_Exercise requirements_
Copy the first line of the material below and every later line through the line containing "-44,7 +44,7 @@", without any other output.

_Source data_

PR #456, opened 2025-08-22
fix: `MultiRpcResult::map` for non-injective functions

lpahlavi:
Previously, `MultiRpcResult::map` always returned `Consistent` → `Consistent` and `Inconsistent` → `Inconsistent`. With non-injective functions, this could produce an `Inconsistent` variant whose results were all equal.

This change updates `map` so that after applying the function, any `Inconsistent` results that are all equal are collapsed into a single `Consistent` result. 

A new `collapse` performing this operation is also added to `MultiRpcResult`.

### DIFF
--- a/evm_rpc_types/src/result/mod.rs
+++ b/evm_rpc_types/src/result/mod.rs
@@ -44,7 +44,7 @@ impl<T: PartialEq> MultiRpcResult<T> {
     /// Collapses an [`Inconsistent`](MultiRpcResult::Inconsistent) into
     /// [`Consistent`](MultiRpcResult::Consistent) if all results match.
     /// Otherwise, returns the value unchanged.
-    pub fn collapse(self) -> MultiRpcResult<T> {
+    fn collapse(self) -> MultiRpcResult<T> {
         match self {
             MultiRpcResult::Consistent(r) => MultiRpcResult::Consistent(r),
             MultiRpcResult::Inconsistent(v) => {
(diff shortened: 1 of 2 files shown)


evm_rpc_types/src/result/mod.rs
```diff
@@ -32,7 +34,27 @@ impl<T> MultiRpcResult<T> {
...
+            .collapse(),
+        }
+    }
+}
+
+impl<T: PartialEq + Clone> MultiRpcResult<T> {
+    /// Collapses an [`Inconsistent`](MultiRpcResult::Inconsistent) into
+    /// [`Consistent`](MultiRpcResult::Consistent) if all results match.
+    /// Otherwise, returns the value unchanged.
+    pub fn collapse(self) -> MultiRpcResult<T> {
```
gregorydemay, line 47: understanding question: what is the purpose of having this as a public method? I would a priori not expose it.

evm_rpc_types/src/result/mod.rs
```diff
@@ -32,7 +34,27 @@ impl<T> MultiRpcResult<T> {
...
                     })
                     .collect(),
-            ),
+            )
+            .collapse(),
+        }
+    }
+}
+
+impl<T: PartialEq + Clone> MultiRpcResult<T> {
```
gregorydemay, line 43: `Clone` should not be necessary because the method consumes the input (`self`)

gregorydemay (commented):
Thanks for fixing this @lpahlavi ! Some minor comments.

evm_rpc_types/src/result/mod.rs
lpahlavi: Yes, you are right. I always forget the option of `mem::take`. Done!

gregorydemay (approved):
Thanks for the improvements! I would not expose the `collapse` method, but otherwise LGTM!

_Task response_
PR #456, opened 2025-08-22
fix: `MultiRpcResult::map` for non-injective functions

lpahlavi:
Previously, `MultiRpcResult::map` always returned `Consistent` → `Consistent` and `Inconsistent` → `Inconsistent`. With non-injective functions, this could produce an `Inconsistent` variant whose results were all equal.

This change updates `map` so that after applying the function, any `Inconsistent` results that are all equal are collapsed into a single `Consistent` result. 

A new `collapse` performing this operation is also added to `MultiRpcResult`.

### DIFF
--- a/evm_rpc_types/src/result/mod.rs
+++ b/evm_rpc_types/src/result/mod.rs
@@ -44,7 +44,7 @@ impl<T: PartialEq> MultiRpcResult<T> {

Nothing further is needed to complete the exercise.